━━━ Input ━━━

PR #412, opened 2017-08-01
Moves around the owner of two jobs

bmbouter:
* Rename the bz-automation-ownership group to be the
  satellite-ownership group. Also update existing jobs to use the new
  name.
* Move the pr-docs builder to be owned by the docs-ownership group
* Move the rebase_analysis job to be owned by the satellite-ownership
  group.


kdelee:
LGTM 👍

PR #414, opened 2017-08-07
Work around inability to install groups on F26

Ichimonji10:
Ansible is currently unable to install package groups on Fedora 26. Work
around this limitation. See:
https://github.com/ansible/ansible/issues/26868


Ichimonji10:
It's not yet possible to install Pulp 2.14 on Fedora 26 with our Ansible playbooks. Fixing this issue reveals an issue with the SSL configuration procedure. But this gets us closer.

PR #415, opened 2017-08-07
Ensure /etc/pki/CA is present on Fedora 26

Ichimonji10:
The pulp-certs Ansible role requires that `/etc/pki/CA` directory be
present.


Ichimonji10:
#414 and #415 must both be merged for Pulp to successfully be installed. Unfortunately, even with both of these PRs merged, pulp_packaging doesn't produce a working Pulp installation. See: https://pastebin.com/raw/S0U6k15y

━━━

Every line from the one containing "by the satellite-ownership" through the end of the entries above must be echoed exactly, with both ends kept.

* Move the rebase_analysis job to be owned by the satellite-ownership
  group.


kdelee:
LGTM 👍

PR #414, opened 2017-08-07
Work around inability to install groups on F26

Ichimonji10:
Ansible is currently unable to install package groups on Fedora 26. Work
around this limitation. See:
https://github.com/ansible/ansible/issues/26868


Ichimonji10:
It's not yet possible to install Pulp 2.14 on Fedora 26 with our Ansible playbooks. Fixing this issue reveals an issue with the SSL configuration procedure. But this gets us closer.

PR #415, opened 2017-08-07
Ensure /etc/pki/CA is present on Fedora 26

Ichimonji10:
The pulp-certs Ansible role requires that `/etc/pki/CA` directory be
present.


Ichimonji10:
#414 and #415 must both be merged for Pulp to successfully be installed. Unfortunately, even with both of these PRs merged, pulp_packaging doesn't produce a working Pulp installation. See: https://pastebin.com/raw/S0U6k15y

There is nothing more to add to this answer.